Neither my father nor my grandfather celebrated Memorial Day in grandiose, red, white and blue style. Rather, they chose to personally remember the horrific effects of war silently, privately. All the while, they relished in being surrounded by family and friends, enjoying the precious moments at hand.
It was a gorgeous morning for what my son and my wife had conspired to do. The project itself was both practical and uncomplicated.
Of course, they needed me as the gopher, as in go for this and go for that. As it turned out, I will remember that beautiful morning for a long, long time.
Our son came to help build a pair of tomato trellises, since we will share the eventual bounty with him and his wife. My wife had found a magazine picture of just what was needed for our heirloom tomatoes.
Last year, the heirlooms flourished. But as the blossoms turned into baby tomatoes then plump fruit, the plants gave way to gravity even though they had been staked. If we didn’t get the tomatoes before they hit the ground, the dry rot did.
The main problem was that the tomato patch quickly became a vegetative jungle. It was difficult finding the ripe ones that hung hidden in the leafy overlap. That problem needed to be remedied if our two families were to fully enjoy the fruits of our labors.
The proactive plan seemed simple enough. The growing tomato plants would be safely tied to the wooden trellises, which would better distribute the weight than the previous individual supports had. We had the perfect place to erect them, the south-facing plot next to our bricked garage wall, the scene of last year’s prolific patch.
The needed materials as shown in the picture were easy enough to come by. My wife had already obtained the sturdy oak stakes. I retreated to the neighbor’s farm for baling twine.
Using a measuring tape and a container of flour, the experts measured and marked where the supporting sets of three stakes each would go. Our energetic son climbed the stepladder with sledgehammer in hand, and the seven-foot posts were pounded into the fertile ground at an angle so they crossed near the top. Not wanting to look too professional, we just eyeballed the angles.

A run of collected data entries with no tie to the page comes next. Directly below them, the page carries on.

PR #140, opened 2018-11-17
TDML Runner and test changes for Cross Validation with IBM.

mbeckerle:
This review goes with one that is outside of the Daffodil repo here:

OpenDFDL/ibmDFDLCrossTester#1

This is a very large change set. 

Major work on the TDML Runner, and cleanup of tests. I am able to run tests in daffodil-test-ibm1 against IBM dfdl, using just a few setup clicks. 

I do not yet have a way to do this from sbt/command line. 

Also fixed other minor bugs that were in the way of this. I tried to separate these out into separate change sets, but was unable to do so. 
DAFFODIL-2014 - TextBidi property name was misspelled.
DAFFODIL-2015 - accept textStandardOutputCharacter (legacy prop name)
DAFFODIL-1616 - textOutputMinLength required when it shouldn't be.

TDML Runner now implements everything it does in terms of an abstract
DFDL processor defined in the tdml.processor package.

There are a number of sweeping changes in this that change many files.

First: Added explicit xs:include of DFDLGeneralFormat.dfdl.xsd to all
TDML. The Daffodil TDML runner used to implicitly include
DFDLGeneralFormat.dfdl.xsd. Now that we're cross testing, tests won't
necessarily want to do this, so it has to be done explicitly.

Second: The namespace prefixes in the root elements in many of our test
cases were not correct. Those had to be uniformly fixed so that tests
can insist on the proper namespace in result data.
These were wrong because the comparison logic in the test rig was
tolerating them being incorrect, but as part of making the TDML runner
into a viable cross-testing rig, these things are being tightened up.
The root element named by a test must match that of the infoset element.
(in fact the root element declaration is unnecessary, as the root will
be taken from the infoset's root element.

The TDML module's code has changed significantly.

The daffodil-tdml module has been split into daffodil-tdml
and daffodil-tdml-processor. The latter has dependencies on all of
daffodil. The former is independent of most of daffodil so that it can be
used with an IBM-based implementation of the tdml processor class
(Which is defined separately and outside of Daffodil's code base.)

Yes, this is yet another API for Daffodil, but it is narrower and not as
comprehensive as the SAPI/JAPI stuff. It's only and exactly what the
TDML runner uses to drive tests.

The TDML processors are always dynamically loaded from the classpath
(even Daffodil's own - just to insure we're always testing this
mechanism.) This allows one to change which processor is used by changing the
classpath, and avoids a static dependency from the daffodil-tdml module on
the daffodil-tdml-processor module.

Enable TDMLDFDLProcessors to force skip of left-over-data checking.

Moved all the IBM contributed tests to the daffodil-test-ibm1 module
out of the daffodil-test module. There were redundant tests being run in
both places. Probably this was due to an ambitious QA effort to
reorganize the IBM-supplied tests to determine requirements coverage on
the DFDL Specification, along with the Daffodil-project tests... I mean
why have more than one test for a given requirement. However, this was
not done right - moving the tests from one place to another - instead
tests were left in both places. So I have moved all the tests that use
the files supplied orignally by IBM back to the daffodil-test-ibm1
module.

So there is no longer any ibm-tests subdir of the daffodil-test module.

(Reminder: IBM supplied these a long time ago, and they are fully
approved for inclusion into Daffodil, with ASF licensing, etc. There is
no issue of source code origins here. )

Modify daffodil-test-ibm1 module to run most tests on IBM_DFDL also.

Properties were added that are required by IBM DFDL and other properties
changed: E.g.,

encodingErrorPolicy='error'
choiceLengthKind='implicit' (also added to DFDLGeneralFormat.dfdl.xsd)
binaryNumberCheckPolicy="lax" (ditto)

This obsolete property had to be removed from our
IBMDefined/GeneralPurposeFormat.xsd

textBidiTextShaped="no"

Quite a lot of the tests in daffodil-test-ibm1 pass when run on
IBM_DFDL. Some fail.

A few tests have been modified to specify daffodil only because they use
features only in Daffodil (like hidden groups and calculated values).

The failures are mixture of unexpected infoset contents (much around
calendars with timezone Z vs. "+00:00".

There are other tests that appear to be places where IBM DFDL and
daffodil have fundamentally different behavior that needs
investigation.

The runner.trace method works and will invoke the IBM_DFDL trace
facility when running tests via IBM_DFDL. This is needed to get more
than just "parse failed" from it.

A couple of other minor things.

Fixed test regression in test_alignmentPaddingOVC4.

This test shows that when textOutputMinLength and an explicit length
constant are inconsistent, we still get a warning anyway.

Removed test dateBinPacked3.

This test was only checking that binaryNumberCheckPolicy was not
defined, but it now is defined for IBM compatibility reasons, in the
DFDLGeneralFormat.dfdl.xsd.

DAFFODIL-2014, DAFFODIL-723, DAFFODIL-2015, DAFFODIL-1616


daffodil-tdml/src/test/scala/org/apache/daffodil/tdml/UnitTestTDMLRunner.scala
```diff
@@ -0,0 +1,441 @@
+/*
+ * Licensed to the Apache Software Foundation (ASF) under one or more
```
mbeckerle: FYI: These are not new tests. They came from TestTDMLRunner.scala which is now in the tests of daffodil-tdml-processor. 

This file is the unit tests for the daffodil-tdml, which does not include a processor. So these are true unit tests. They can't run an actual test. They are unit tests for the piece parts of TDML files, and the various things that get computed about a test case, without actually running a TDML test. 

These tests used to be in the same file with a bunch of tests that DO actually run the TDML runner. They were split out so that these can run without the need of a TDML processor.

daffodil-tdml-processor/src/test/scala/org/apache/daffodil/tdml/TestTDMLRunner.scala
```diff
@@ -37,207 +37,6 @@ class TestTDMLRunner {
   val tns = example
   // val sub = XMLUtils.DFDL_XMLSCHEMASUBSET_NAMESPACE
 
-  @Test def testDocPart1() {
```
mbeckerle: FYI: This is where all the tests in the UnitTestTDMLRunner.scala file came from.

project/Dependencies.scala
```diff
@@ -29,6 +29,7 @@ object Dependencies {
     "xml-resolver" % "xml-resolver" % "1.2",
     "commons-io" % "commons-io" % "2.6",
     "jline" % "jline" % "2.14.6",
+    "junit" % "junit" % "4.12", // needed for TDML runner use of AssertionViolationException
```
stevedlawrence: I'd avoid setting junit as a core dependency to all projects. It's really only needed as a compile dependency for the TDML project--the other projects don't need it. Maybe the best way to do this is to create a new junit dependency val, and add just that to the tdml project, e.g.:

```scala
// Dependencies.scala
lazy val junit = "junit" % "junit" % "4.12"

lazy val test = Seq(
  junit % "it,test",
  "com.novocode" % "junit-interface" % "0.11" % "it,test",
  "org.scalacheck" %% "scalacheck" % "1.14.0" % "it,test"
)

// build.sbt
lazy val tdml = Project("daffodil-tdml", ...)
                ...
                .settings(libraryDependencies += Dependencies.junit)
```

build.sbt
```diff
@@ -63,30 +63,33 @@ lazy val sapi             = Project("daffodil-sapi", file("daffodil-sapi")).conf
                               .settings(commonSettings)
```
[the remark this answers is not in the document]
stevedlawrence: It's in here, just at the very bottom.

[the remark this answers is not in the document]
mbeckerle: Not on my screen.... See screenshot. 
screenshot at 2018-11-19 12 13 11

daffodil-cli/src/main/scala/org/apache/daffodil/Main.scala
```diff
@@ -1227,7 +1226,7 @@ object Main extends Logging {
             println(formatStr.format(headers: _*))
             tests.foreach { testPair =>
               testPair match {
-                case (name, Some(test)) => println(formatStr.format(name, test.model, test.root, test.description))
+                case (name, Some(test)) => println(formatStr.format(name, test.model, test.rootName, test.description))
                 case (name, None) => println(formatStr.format(name, "[Not Found]", "", ""))
               }
```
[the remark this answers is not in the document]
mbeckerle: Yes. Was hoping you'd point out exactly where this is needed. :-)

daffodil-propgen/src/main/resources/org/apache/daffodil/xsd/DFDL_part2_attributes.xsd
```diff
@@ -169,15 +169,13 @@
 
   <!-- 13.3 Properties for Bidirectional support for all Simple Types with 
     Text representation -->
-  <xsd:attribute name="textBidi" type="dfdl:YesNoEnum" />
```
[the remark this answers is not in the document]
mbeckerle: yes it is. Was artifact of the misspelling that these were not causing an error before. With spelling fixed, these now are problematic.

daffodil-tdml/src/main/scala/org/apache/daffodil/tdml/TDMLException.scala
```diff
@@ -17,16 +17,72 @@
...
+import org.apache.daffodil.api.Diagnostic
+import org.apache.daffodil.util.Maybe
+import org.junit.AssumptionViolatedException
 
-  def this(msg: String) = this(msg, Nil)
+object TDMLException {
 
-  def this(cause: Throwable) = this(cause.getMessage(), List(cause))
+  def msgWithImpl(msg: String, implementation: String) =
+    if (implementation != "none" &&
```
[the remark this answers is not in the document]
mbeckerle: Changing to an Option type makes sense. Optional arg would just get left off i think. Making it required arg is important since you really do need to consider whether the exception is implementation-specific or not.

project/Dependencies.scala
mbeckerle: Ah, that's the right way to do it.  Thanks.

daffodil-tdml/src/main/scala/org/apache/daffodil/tdml/TDMLRunner.scala
```diff
@@ -437,69 +432,70 @@ abstract class TestCase(testCaseXML: NodeSeq, val parent: DFDLTestSuite)
...
-          parent.checkAllTopLevel,
-          root,
-          null) {
-            compileProcessor(uss, useSerializedProcessor)
-          }
-      case _ => {
-        compileProcessor(schemaSource, useSerializedProcessor)
-      }
-    }
+    val className = "org.apache.daffodil.tdml.processor.DaffodilTDMLDFDLProcessorFactory"
```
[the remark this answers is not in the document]
mbeckerle: So, I did look briefly into ServiceLoader. I think the basic API is ok.

However, this whole aspect of Java has been criticised for *not* solving the module-version-collision issue - there is no isolation of modules.  I.e., one could, legitimately, consider it entirely pointless, and highly subject to change in future SDKs.  OTOH, it does seem simpler or more approachable than the corresponding aspects of OSGI, which solves perhaps too many problems. 

My preference is just to stay with the simplest possible thing for right now. At least until an idiom for usage of this stuff appears... right now I don't have an idiom for running tests against IBM DFDL, from sbt or the command line, worked out as yet. I can run them from eclipse after tweeking classpaths of the test projects. 

I do think the class name should change here, as this one suggests this is some Daffodil-specific class, when this is the class name ANY implementation must have, in order for the class loader to find it.  The IBM DFDL implementation also implements this exact same class name.  So I'm thinking the trait/interface (or "service") definition name grows the prefix "Abstract..." on its name, and the concrete implementation is just class "TDMLDFDLProcessorFactory" which is shorter, cleaner, and admits multiple implementations.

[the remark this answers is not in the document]
stevedlawrence: Understood. Seems reasonable to hardcode the class name with the understanding that any implementations must name their class with that name. And we don't have to worry about conflicts since we only support a single implementation on the classpath. That name makes more sense to me. That Daffodil to me implied it's just for the Daffodil implementation.

As far as an idiom goes for SBT, I think we can modify the daffodil-tdml/fullClasspath setting to remove the stuff we don't want on the class path and add stuff we do. Not sure exactly the syntax, but I can help figure that out.

project/Dependencies.scala
```diff
@@ -29,6 +29,9 @@ object Dependencies {
     "xml-resolver" % "xml-resolver" % "1.2",
     "commons-io" % "commons-io" % "2.6",
     "jline" % "jline" % "2.14.6",
+  )
+
+  lazy val junit = Seq(
     "junit" % "junit" % "4.12", // needed for TDML runner use of AssertionViolationException
```
stevedlawrence: Minor, but junit is now in the file twice, once here and one in ``lazy val test``. The concern is that if we update the junit version we might not realize it needs to be updated in two places. An alternative is to not define junit as a Seq, but define it as a single dependency, then use that both here and in build.sbt, for example:
```scala
// Dependencies.scala
lazy val junit = "junit" % "junit" % "4.12"

lazy val test = Seq(
  junit % "it,test",
  "com.novocode" % "junit-interface" % "0.11" % "it,test",
  "org.scalacheck" %% "scalacheck" % "1.14.0" % "it,test"
)

// build.sbt
lazy val tdml = ...
                .settings(libraryDependencies += junit)  // note += instead of ++=
```
This way a version update is just in a single place.

daffodil-test-ibm1/src/test/resources/test-suite/tresys-contributed/BC.dfdl.xsd
```diff
@@ -47,7 +47,7 @@
         </sequence>
         <sequence dfdl:separator="," dfdl:terminator="%NL;">
           <element name="y" type="xsd:boolean" maxOccurs="unbounded"
-            dfdl:textBooleanTrueRep="{ 1*10 }" dfdl:textBooleanFalseRep="{'a b c'}" />
+            dfdl:textBooleanTrueRep="{ xsd:string(1*10) }" dfdl:textBooleanFalseRep="{'a b c'}" />
```
stevedlawrence: Not sure it's worth investigating for this, but shouldn't DPath be able to implicitly coerce the number into a string? Or is this is a limitation with IBM's implementation that it does not do coercion?

mbeckerle: Will raise for clarification in DFDL Workgroup. Whether these coercion are implicit or explicit isn't clear in the DFDL spec for me. 

When to implicitly convert type is always a subtle thing in any language. It helps declutter things if simple implicit conversions are done. But if types are implicitly converted most of the time, then static type checking can't really find any errors for you, since a coercion can always be inserted. 

In this particular case, I think a static error is actually a better thing. Why would you write 1*10 for textBooleanTrueRep? If someone writes a numeric expression for something that's clearly supposed to be a string, probably they're just making a mistake.

project/Dependencies.scala
mbeckerle: Fixed.

daffodil-tdml/src/main/scala/org/apache/daffodil/tdml/TDMLRunner.scala
```diff
@@ -437,69 +432,81 @@ abstract class TestCase(testCaseXML: NodeSeq, val parent: DFDLTestSuite)
...
+    // single tier of catch, with cases for all the various throws that could have happened anywhere on
+    // the three lines of actions that can throw various things.
+    //
+    // of course this will allocate an object, so not for tightest inner loops, but the code
+    // cleanup is substantial.
+    //
+    val clazz = Try(Class.forName(className))
+    val constructor = clazz.map { _.getDeclaredConstructor() }
+    val tryInstance = constructor.map { _.newInstance().asInstanceOf[AbstractTDMLDFDLProcessorFactory] }
+    val res = tryInstance.get
```
stevedlawrence: If no TDMLDFDLProcessorFactory is on the classpath this ``.get`` will fail with a ClassNotFoundException. Might be more helpful to instead throw a TDMLException with a helpful error message?

mbeckerle: fixed

daffodil-lib/src/test/scala/org/apache/daffodil/schema/annotation/props/TestGeneratedProperties.scala
```diff
@@ -138,7 +138,7 @@ class TestGeneratedProperties {
     comparePropValue(hasProps.textStringJustification, "left")
     //comparePropValue(hasProps.textStringPadCharacter, "%SP;")
     comparePropValue(hasProps.truncateSpecifiedLengthString, "no")
-    comparePropValue(hasProps.textOutputMinLength, "0")
+    // comparePropValue(hasProps.textOutputMinLength, "0")
```
jadams-tresys: Should this and the below commented out lines remain in the code?

daffodil-tdml-lib/src/main/scala/org/apache/daffodil/tdml/TDMLRunner.scala
```diff
@@ -200,7 +207,7 @@ class DFDLTestSuite private[tdml] (
 
   val errorHandler = new org.xml.sax.ErrorHandler {
     def warning(exception: SAXParseException) = {
-      loadingExceptions == exception +: loadingExceptions
+      loadingExceptions = exception :: loadingExceptions
       // System.err.println("TDMLRunner Warning: " + exception.getMessage())
```
jadams-tresys: Probably should remove the commented out print statements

After each set of stakes was thumped into place, we attached the crossbars, again three on each side. We secured them to the stakes by crisscrossing lengths of twine around and around and tying them off. I think I can tie square knots in my sleep now.
Each bar was leveled in place. A top bar, which according to our son was purely for looks, was laid in the cradle of where the angled stakes intersected.
Once the first trellis was completed, one would think the second would go easier. Somehow that didn’t really happen. Still, it turned out all right, just a little off skew. The tomatoes won’t care.
In the process of all this measuring, climbing, pounding, angling, leveling and tying, we threw in a little kibitzing as well. You know how mother, father and son, and husband and wife can be. Personal, profound, picky, sarcastic, vulnerable, venerable, loved.
This constructing trio was all that and then some on this lovely morning. While we worked beneath a cerulean sky, robins, nuthatches, house wrens and blue birds called and fed and gathered nesting materials all around us.
Building anything isn’t exactly my strong suit, unless it’s memories. Indeed, this morning well spent fit that definition like a gardener’s glove. In truth, we had built more than tomato trellises.
Creating productive, valued, lasting recollections with family seemed a most appropriate way to prepare for Memorial Day. Come late summer, when the heirlooms are heavy laden but securely ripening, memories of a different flavor will be made.